Die Diskussionen um die Migration und um weitere zentrale Gipfelthemen wie die Klimapolitik und den Freihandel werden heute in die heisse Phase treten. Zum Klima erklärte Gentiloni gestern, dass ausser den USA alle G7-Staaten auf der vollständigen Umsetzung der Pariser Klimavereinbarungen bestehen würden, womit eine Einigung mit dem US-Präsidenten in dieser Frage von vornherein ausgeschlossen scheint. Zwar hat sich die US-Regierung bisher noch nicht festgelegt, ob sie die Pariser Beschlüsse wie angedroht aufkündigen will. Aber Trump hatte schon in der Audienz mit Papst Franziskus klargemacht, dass die USA weiterhin auf fossile Brennstoffe setzen werden. Bereits am ersten Tag des Gipfeltreffens ist eine Erklärung zur Bekämpfung des Terrors verabschiedet worden.

Dass es bei diesem Thema – vermutlich dem einzigen – schnell zu einer gemeinsamen Position kommen würde, war erwartet worden.
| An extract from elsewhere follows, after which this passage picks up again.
PR #8958, opened 2023-11-11
[MAINTENANCE] Refactor Cloud end-to-end tests for ease of maintenance

NathanFarmer:
- Move common logic into conftest fixtures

Weil die britische Premierministerin Theresa May wegen des ­Terroranschlags in Manchester bereits gestern Abend wieder ­ab­reisen wollte, sind die sicherheitspolitischen Themen vorgezogen worden. Die Anti-Terror-Erklärung sei ein «Zeichen der Freundschaft und Solidarität mit Grossbritannien», erklärte Gentiloni.

Treffen der Neulinge

Dennoch bleibt der Gipfel insgesamt wenig erfolgversprechend – nicht nur wegen Trump, sondern auch deshalb, weil es sich bei vier der sieben teilnehmenden Staats- und Regierungschefs um G7-Neulinge handelt. Neben Trump sind auch Gastgeber Paolo Gentiloni, Frankreichs neugewählter Staatspräsident Emmanuel Macron und die britische Premierministerin Theresa May erstmals an einem Treffen der sieben grössten Wirtschafts­nationen der Welt dabei. Mit G7-Erfahrung nach Taormina gereist sind dagegen Bundeskanzlerin Angela Merkel, die Dienstälteste unter den Teilnehmern, sowie die Regierungschefs von Japan und Kanada, Shinzo Abe und ­Justin Trudeau.

Angesichts der unterschiedlichen Haltungen und der unter vielen Teilnehmern noch fehlenden persönlichen Beziehungen sind die Erwartungen an den G7-Gipfel von Taormina nicht allzu hoch. Das Treffen gelte schon als Erfolg, wenn es keine Rückschritte gegenüber dem letzten Treffen in Japan geben werde.

Mit Sicherheit wird die Abschlusserklärung kürzer ausfallen als bei früheren G7-Treffen: Statt wie üblich 30 bis 40 soll sie nur «ganz wenige Seiten» umfassen, verlautete gestern aus den Delegationen.